▶ PROBLEM DETAILS
To complete the exercise, repeat every record exactly as it stands.

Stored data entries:
Issue #842, opened 2019-06-04
Ambassador Decorator bug


sethherr:
Draper::UninferrableDecoratorError: Could not infer a decorator for ActiveRecord::Base.

https://app.honeybadger.io/projects/35931/faults/50329990

PR #843, opened 2019-06-04
Fix ambassador dashboard exception

jmromer:
Fixes a UninferrableDecoratorError  / NoMethodError exception that occurs when accessing the organized ambassador dashboard as a super admin who is not in the ambassador organization.

Fixes https://github.com/bikeindex/bike_index/issues/842
https://app.honeybadger.io/projects/35931/faults/50329990#notice-comments

### DIFF
--- a/spec/requests/organized/ambassador_dashboards_request_spec.rb
+++ b/spec/requests/organized/ambassador_dashboards_request_spec.rb
@@ -1,7 +1,6 @@
 require "spec_helper"
 
 describe "Organized::AmbassadorDashboardsController" do
-  let(:base_url) { "/o/#{organization.to_param}/ambassador_dashboard" }
   # Request specs don't have cookies so we need to stub stuff if we're in request specs
   # This is suboptimal, but hey, it gets us to request specs for now
   before { allow(User).to receive(:from_auth) { user } }
@@ -12,7 +11,7 @@ describe "Organized::AmbassadorDashboardsController" do
     describe "index" do
       let(:organization) { FactoryBot.create(:organization) }
       it "redirects to the user homepage" do
-        get base_url
+        get organization_ambassador_dashboard_path(organization)
         expect(response).to redirect_to(/user_home/)
       end
     end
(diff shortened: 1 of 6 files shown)


spec/requests/organized/ambassador_dashboards_request_spec.rb
```diff
@@ -34,28 +33,66 @@
...
-        expect(assigns(:ambassadors).count).to eq(1)
+        expect(assigns(:ambassadors).count).to eq(3)
         expect(response).to render_template(:show)
       end
     end
 
     describe "resources" do
       it "renders the ambassador resources" do
-        get "#{base_url}/resources"
+        get resources_organization_ambassador_dashboard_path(organization)
```
sethherr: Why switch to routes instead of explicit paths?

sethherr: The benefits I see to using explicit paths is that it adds one extra bit of test coverage.

I can see an argument for using paths instead, in that we generally use them in the code.

jmromer: 1. In the preexisting tests, for consistency with the new tests
2. In the new tests, because url helpers to provide a layer of indirection so that we're not propagating knowledge of the routes throughout the app. (Suppose, for example, we want to refactor underscores to dashes in routes for the sake of SEO.)

I'm not sure I see where the added test coverage would come from, but I'll go ahead ship and iterate since this is a bug fix. Happy to standardize on something and refactor for uniformity.

sethherr: The "extra test coverage" is a little bit of a stretch, because I'm not sure that it actually is useful test coverage (like shoulda matchers) - but by writing out the route as a URL string, we get [routing specs](https://relishapp.com/rspec/rspec-rails/v/3-8/docs/routing-specs).

There are [two routing specs](https://github.com/bikeindex/bike_index/tree/master/spec/routing), both for complicated routing parameters, both were used as unit tests when I was verifying things worked as expected; if we switched fully over to request specs and wrote out URLs, these tests wouldn't be necessary.

Merging this was definitely the right choice. I'm adding additional explanation to the request spec migration issue #845

PR #847, opened 2019-06-05
Mobile topbar improvements

### LINKED ISSUE #818: Fix bug with topbar on mobile
On android, with long organization names, the top navbar gets too tall and make accessing the top parts of the site difficult.

sethherr:
Fix #818


sethherr:
Updated topbar with a name that is too large:

Screen Shot 2019-06-04 at 6 20 18 PM

sethherr:
Going to ship and iterate because this is a bug fix. But yes, makes sense to do this via media queries instead.

PR #857, opened 2019-06-06
Add alert for law enforcement organizations without unstolen

sethherr:


app/models/invoice.rb
```diff
@@ -30,6 +30,10 @@ def self.friendly_find(str)
     where(id: str).first
   end
 
+  def self.feature_slugs
+    all.map(&:feature_slugs).flatten.uniq
```
jmromer: Looks like these model instantiations (`all.map`) could be avoided:

```rb
Invoice.includes(:paid_features).pluck(:feature_slugs).flatten.uniq.compact

SELECT feature_slugs 
FROM "invoices" 
LEFT OUTER JOIN "invoice_paid_features" 
ON "invoice_paid_features"."invoice_id" = "invoices"."id" 
LEFT OUTER JOIN "paid_features" 
ON "paid_features"."id" = "invoice_paid_features"."paid_feature_id"
```

sethherr: Yeah. That’s why I moved the method into invoice, because I figured it would eventually be refactored.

▶ EXPECTED ANSWER
Issue #842, opened 2019-06-04
Ambassador Decorator bug


sethherr:
Draper::UninferrableDecoratorError: Could not infer a decorator for ActiveRecord::Base.

https://app.honeybadger.io/projects/35931/faults/50329990

PR #843, opened 2019-06-04
Fix ambassador dashboard exception

jmromer:
Fixes a UninferrableDecoratorError  / NoMethodError exception that occurs when accessing the organized ambassador dashboard as a super admin who is not in the ambassador organization.

Fixes https://github.com/bikeindex/bike_index/issues/842
https://app.honeybadger.io/projects/35931/faults/50329990#notice-comments

### DIFF
--- a/spec/requests/organized/ambassador_dashboards_request_spec.rb
+++ b/spec/requests/organized/ambassador_dashboards_request_spec.rb
@@ -1,7 +1,6 @@
 require "spec_helper"
 
 describe "Organized::AmbassadorDashboardsController" do
-  let(:base_url) { "/o/#{organization.to_param}/ambassador_dashboard" }
   # Request specs don't have cookies so we need to stub stuff if we're in request specs
   # This is suboptimal, but hey, it gets us to request specs for now
   before { allow(User).to receive(:from_auth) { user } }
@@ -12,7 +11,7 @@ describe "Organized::AmbassadorDashboardsController" do
     describe "index" do
       let(:organization) { FactoryBot.create(:organization) }
       it "redirects to the user homepage" do
-        get base_url
+        get organization_ambassador_dashboard_path(organization)
         expect(response).to redirect_to(/user_home/)
       end
     end
(diff shortened: 1 of 6 files shown)


spec/requests/organized/ambassador_dashboards_request_spec.rb
```diff
@@ -34,28 +33,66 @@
...
-        expect(assigns(:ambassadors).count).to eq(1)
+        expect(assigns(:ambassadors).count).to eq(3)
         expect(response).to render_template(:show)
       end
     end
 
     describe "resources" do
       it "renders the ambassador resources" do
-        get "#{base_url}/resources"
+        get resources_organization_ambassador_dashboard_path(organization)
```
sethherr: Why switch to routes instead of explicit paths?

sethherr: The benefits I see to using explicit paths is that it adds one extra bit of test coverage.

I can see an argument for using paths instead, in that we generally use them in the code.

jmromer: 1. In the preexisting tests, for consistency with the new tests
2. In the new tests, because url helpers to provide a layer of indirection so that we're not propagating knowledge of the routes throughout the app. (Suppose, for example, we want to refactor underscores to dashes in routes for the sake of SEO.)

I'm not sure I see where the added test coverage would come from, but I'll go ahead ship and iterate since this is a bug fix. Happy to standardize on something and refactor for uniformity.

sethherr: The "extra test coverage" is a little bit of a stretch, because I'm not sure that it actually is useful test coverage (like shoulda matchers) - but by writing out the route as a URL string, we get [routing specs](https://relishapp.com/rspec/rspec-rails/v/3-8/docs/routing-specs).

There are [two routing specs](https://github.com/bikeindex/bike_index/tree/master/spec/routing), both for complicated routing parameters, both were used as unit tests when I was verifying things worked as expected; if we switched fully over to request specs and wrote out URLs, these tests wouldn't be necessary.

Merging this was definitely the right choice. I'm adding additional explanation to the request spec migration issue #845

PR #847, opened 2019-06-05
Mobile topbar improvements

### LINKED ISSUE #818: Fix bug with topbar on mobile
On android, with long organization names, the top navbar gets too tall and make accessing the top parts of the site difficult.

sethherr:
Fix #818


sethherr:
Updated topbar with a name that is too large:

Screen Shot 2019-06-04 at 6 20 18 PM

sethherr:
Going to ship and iterate because this is a bug fix. But yes, makes sense to do this via media queries instead.

PR #857, opened 2019-06-06
Add alert for law enforcement organizations without unstolen

sethherr:


app/models/invoice.rb
```diff
@@ -30,6 +30,10 @@ def self.friendly_find(str)
     where(id: str).first
   end
 
+  def self.feature_slugs
+    all.map(&:feature_slugs).flatten.uniq
```
jmromer: Looks like these model instantiations (`all.map`) could be avoided:

```rb
Invoice.includes(:paid_features).pluck(:feature_slugs).flatten.uniq.compact

SELECT feature_slugs 
FROM "invoices" 
LEFT OUTER JOIN "invoice_paid_features" 
ON "invoice_paid_features"."invoice_id" = "invoices"."id" 
LEFT OUTER JOIN "paid_features" 
ON "paid_features"."id" = "invoice_paid_features"."paid_feature_id"
```

sethherr: Yeah. That’s why I moved the method into invoice, because I figured it would eventually be refactored.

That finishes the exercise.